直到北一飛舟拔錨啟程,蕭寧素都未曾掉下一滴眼淚,不知是雨水融掉了淚水,或是淚水深蘊千百年,歲到暮年才驟然悲慟呢?


    在飛舟上,蕭寧素漠然無言,熊紫凝本就是沉默寡言的女子,所以容納得下跳脫的許鈴宇,無論許鈴宇如何自作誇張想逗樂蕭寧素,昨日間歡快明媚的蕭寧素,突兀間冰寒無陽,觀她燦若星子的鳳眸裏,唯有深邃一片的寂靜。


    太多東西,唯有逝去後,才曉得是迴不來的。


    飛舟航行時,甲板是不允許低階修士站上的,但有祺璐真人做背書,守衛未難為蕭寧素,憑欄而望,白山黑水倏忽而逝,每遠離一分,離真正的夏越冬魂魄就更遠一分,是,夏越冬屍骨就在北一底艙,可那不是夏越冬,隻是一具行將埋入黃土中,十年後一具白骨的殘骸,決不是那個拘泥古禮,時刻刻板時而輕佻,卻又時刻愛慕她,甘願以他命換她命的夏越冬。


    蕭寧素攤開手掌,掌心靜靜躺著兩顆黑白子,夏越冬的寶器是一副圍棋,一百八十一枚黑子,一百八十枚白子,一塊棋盤,以天為靈,以地為陣,袖手拋出的正是一顆顆裁定縱橫十九道的奇偉,多一顆不能,少一顆不容,天地上清下濁,恰似十九道無窮盡黑白輪替。

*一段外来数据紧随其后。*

PR #70, opened 2022-01-18
Deployment using Github OIDC provider [PRO-189]

kkowalski:
## Motivation

Fix our deploy jobs

## Solution

Use Github OIDC provider to authenticate to AWS

## PR Checklist

- [x] verify successful deploy

### DIFF
--- a/.github/workflows/build-test-deploy.yml
+++ b/.github/workflows/build-test-deploy.yml
@@ -14,7 +14,7 @@ jobs:
   accept:
     name: Accept
     runs-on: ubuntu-latest
-    needs: [lint, test, build_and_push, image_manifest, helm_lint, helm_test]
+    needs: [lint, test, build_and_push, image_manifest, snyk_scan_container, helm_lint, helm_test]
     steps:
       - name: Accept
         run: true
@@ -288,7 +288,7 @@ jobs:
     name: Deploy main to staging
     runs-on: ubuntu-latest
     if: github.ref == 'refs/heads/main'
-    needs: [accept, image_manifest]
+    needs: [accept]
     steps:
       - name: Checkout
         uses: actions/checkout@v2
@@ -320,7 +320,7 @@ jobs:
   deploy-stage-manual:
     name: Manual deploy to staging
     runs-on: ubuntu-latest
-    needs: [accept, image_manifest]
+    needs: [image_manifest]
     environment: stage-manual
     permissions:
       id-token: write
--- a/.github/workflows/build-test-deploy.yml
+++ b/.github/workflows/build-test-deploy.yml
@@ -284,8 +284,8 @@ jobs:
           | cut -f 1 -d ' '
           | xargs -L 1 kubectl logs
 
-  deploy-stage:
-    name: Deploy to staging
+  deploy-main-stage:
+    name: Deploy main to staging
     runs-on: ubuntu-latest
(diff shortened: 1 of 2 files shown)


.github/workflows/build-test-deploy.yml
```diff
@@ -270,10 +270,8 @@ jobs:
       - name: Configure AWS Credentials
         uses: aws-actions/configure-aws-credentials@v1
         with:
-          aws-access-key-id: ${{ secrets.AWS_ACCESS_KEY_ID_NEW }}
-          aws-secret-access-key: ${{ secrets.AWS_SECRET_ACCESS_KEY_NEW }}
```
lucasege, line 274: nit: can we use a better naming convention for these keys instead of `_NEW`? Just so we can support potential future upgrades without devolving into `_NEW_NEW...`.
Perhaps `_OIDC` or a version number?

lucasege (commented):
I'm not in our AWS so I can't see the `IAM` role configs to verify that those permissions are set correctly. If those are OK, I would say LGTM

.github/workflows/build-test-deploy.yml
kkowalski: After this change we won't store long term AWS credentials.
https://docs.github.com/en/actions/deployment/security-hardening-your-deployments/configuring-openid-connect-in-cloud-providers#overview

.github/workflows/build-test-deploy.yml
```diff
@@ -307,10 +309,8 @@ jobs:
...
           aws-region: ${{ env.AWS_REGION }}
-          role-to-assume: arn:aws:iam::267301337261:role/cross-account/deploy
+          role-to-assume: arn:aws:iam::267301337261:role/oidc/github-deploy
           role-duration-seconds: 900
       - run: aws eks --region us-east-1 update-kubeconfig --name $CLUSTER_NAME
       - name: Create pull secret for ghcr.io
```
recmo, line 316: Note to self: This should not be necessary now that the repo is public

.github/workflows/build-test-deploy.yml
```diff
@@ -298,6 +296,10 @@ jobs:
     runs-on: ubuntu-latest
     needs: [ test, build_and_push ]
     environment: stage-manual
+    permissions:
+      id-token: write
+      contents: read
+      packages: read
```
recmo, line 302: Reading up on this. What are the default permissions we use? Can we set them to 'restricted' ?

.github/workflows/build-test-deploy.yml
```diff
@@ -270,10 +270,8 @@ jobs:
       - name: Configure AWS Credentials
         uses: aws-actions/configure-aws-credentials@v1
         with:
-          aws-access-key-id: ${{ secrets.AWS_ACCESS_KEY_ID_NEW }}
-          aws-secret-access-key: ${{ secrets.AWS_SECRET_ACCESS_KEY_NEW }}
           aws-region: ${{ env.AWS_REGION }}
-          role-to-assume: arn:aws:iam::267301337261:role/cross-account/deploy
+          role-to-assume: arn:aws:iam::267301337261:role/oidc/github-deploy
           role-duration-seconds: 900
       - run: aws eks --region us-east-1 update-kubeconfig --name $CLUSTER_NAME
```
recmo, line 276: `us-east-1` -> `$AWS_REGION`

PR #92, opened 2022-03-17
Change domain in ingress

kkowalski:
## Motivation

"crypto" subdomain wasn't the best. We're routing based on domains not paths thus updating to:
`signup.stage-crypto.worldcoin.dev`, other services will be available at `hubble.stage-crypto.worldcoin.dev` and `mint.stage-crypto.worldcoin.dev`

## Solution

Updating ingress


kkowalski:
Closing this one in favor of #93

PR #121, opened 2022-04-28
fix event and remove tx check

philsippl:
## Motivation

- Fixes a bug in during syncing, in which roots were inserted instead of leaves (identityCommitments).
- Removes "checking" tx that tried to call `create_group` without a signer

## PR Checklist

- [ ] Added Tests
- [ ] Added Documentation
- [ ] Updated the changelog


m1guelpf (approved):
LGTM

    夏越冬的棋子乃是太華白玉雕成,與蟠龍佩同質,用一顆便少一顆,猶在無名破廟療傷時,蕭寧素趁夏越冬難得熟睡過去,悄悄偷走了他衣祍中兩顆棋子,蕭寧素貪財,有靈玉拿還會還迴去?反正是豬蹄子的東西,不要白不要,三百六十一顆棋子,少幾顆一時半會又數不出來,每次觀夏越冬鬥法,升到五六棋陣都沒見他扔出超過五十枚棋子。


    掌心是人最有溫度的地方,可惜蕭寧素纖手如寒玉,自從養父母過世後,誰都捂不暖她的手,也不會有人敢或是能握住她的手,所以兩顆棋子縱是圓潤,在她手中絕沒有溫潤。


    要是她沒有拿走這兩顆棋子,或許,夏越冬就能活著迴來?


    活著就好了啊。


    蕭寧素心中湧上莫大的怨恨懊悔悲切自責,她能想象地到夏越冬在鬼煞宗內飽受煎熬,他那麽有腦子,精通陣道,肯定是能破開禁錮他的陣法,他不是精擅棋陣麽?祺陣替代邪陣,一枚枚地點在陣眼上,或許,或許,他就差了一枚黑子,一枚白子?


    是的,他就差了這麽兩顆棋子。


    蕭寧素雙眼通紅,淚水凝轉在眼眶內,抽噎了一下鼻子,蕭寧素抬首望天,白駒過隙,她渾然不覺修長指甲深深地刺入了掌心內,鮮血“滴答滴答”落在甲板上,潤不透潤不盡堅如生死茫茫的龍涎木。


    她恨自己。


    恨自己任性拿走了他的護身符,拿走他賴以活命的兩顆棋子,他在邪陣內掙紮地何其痛苦,獨獨少了兩顆棋子?他本有比她更輝煌燦爛的前途,他判過道體,是棲夔真人的衣缽傳人,是太華世家的天之驕子,金池?神闕?一千年後,他就是世人無法企及的真君,一萬年後他就是執掌神州的絕世道君,千千萬萬年,他,夏越冬,長生久視,逍遙天地。


    一切都讓她毀了。


    如果那時候答應了他,這時候青桑與無當勢必在準備聯姻結侶大典,就算有虛天障驚變,又如何?隻要有夏越冬在身邊,突圍而出就行,落入神州後,都是她執意不肯聽夏越冬的計劃,非要去中山縣要求傳送,涿城才五千裏啊!怎麽那時候非要玩心大起?早半日到,此時都在太華中啊……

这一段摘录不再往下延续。